Francisco Cabral Bravo
Con solidaridad y respeto a Rocío Nahle García y Ricardo Ahued Bardahuil
Hay una nueva causa por la que las emociones negativas entre la población mundial han ido alcanzando niveles más altos cada año.
La encuestadora Gallup comenzó en 2006 a rastrear los motivos de felicidad e infelicidad en 140 países acerca de las satisfacciones e insatisfacciones en sus vidas.

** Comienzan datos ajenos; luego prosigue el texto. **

PR #34, opened 2021-04-05
download-dist: Rename tarball for tagged HEAD

martinpitt:
After adding a release tag, Makefile expects the tarname to be
`cockpit-machines-<tag>.tar.gz`, instead of the long git format
with `version-N-SHA`. Rename the tarball in that case so that CI,
`make srpm` etc. still work.

This is a bit of a hack for CI, these should not be used for official
release tarballs as they still contain the "long git format" version in
the shipped .spec file. We need to think about how to resolve this.

### DIFF
--- a/test/download-dist
+++ b/test/download-dist
@@ -109,6 +109,17 @@ def download_dist(wait=False):
         ftar.extract(names[0])
         tar_path = os.path.realpath(names[0])
 
+    # Rename tar to what Makefile expects for a release
+    try:
+        tag = subprocess.check_output(['git', 'describe', '--exact-match'],
+                                      stderr=subprocess.DEVNULL, universal_newlines=True).strip()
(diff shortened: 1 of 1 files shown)


martinpitt:
This fixes failures like in https://github.com/cockpit-project/bots/pull/1865 ([log](https://logs.cockpit-project.org/logs/pull-1865-20210405-092118-e15ad857-fedora-34-cockpit-project-cockpit-machines/log.html)) which currently happen as main HEAD is a tag 242.1.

Pobreza, comunidades divididas o enfrentadas, hambre, soledad y tener un trabajo rutinario son las causas más comunes de emociones negativas, como preocupaciones, nerviosismo, dolores físicos, tristeza y enojo que padece entre el 39 y el 22 por ciento de la población mundial.
Pero estamos ante una nueva causa de infelicidad que la humanidad no había conocido. Esa nueva enfermedad es la tiranía del mérito, uno de los temas que analizan con inteligencia y sensibilidad Thomas Piketty y Michael J. Sandel en un fascinante diálogo, cuya transcripción se publica en el libro Igualdad, ¿qué es y por qué importa?
Lectura muy recomendable para quienes piensan que el mayor de los problemas de México es la pobreza de más de la mitad de la población, y no las desigualdades que se originan y reproduce en el poder económico y político de los sectores encumbrados de la sociedad.
En ese libro, Piketty y Sandel afrontan las profundas divisiones que causan la desigualdad, riqueza, el mal uso del poder público y la manera en que quienes concentran riqueza y poder justifican su estatus; su marco de referencia es Europa y Estados Unidos.
Los extremos de concentración de poder a los que se ha llegado en esas latitudes hacen que cualquier planteamiento encaminado a lograr una mayor igualdad y justicia sociales implique, dicen los autores, un profundo conflicto social y lucha política sin cuartel.
La tiranía del mérito considera Sandel en un diálogo con Piketty, es, junto con la globalización y la financiarización, “el tercer pilar de la era neoliberal”.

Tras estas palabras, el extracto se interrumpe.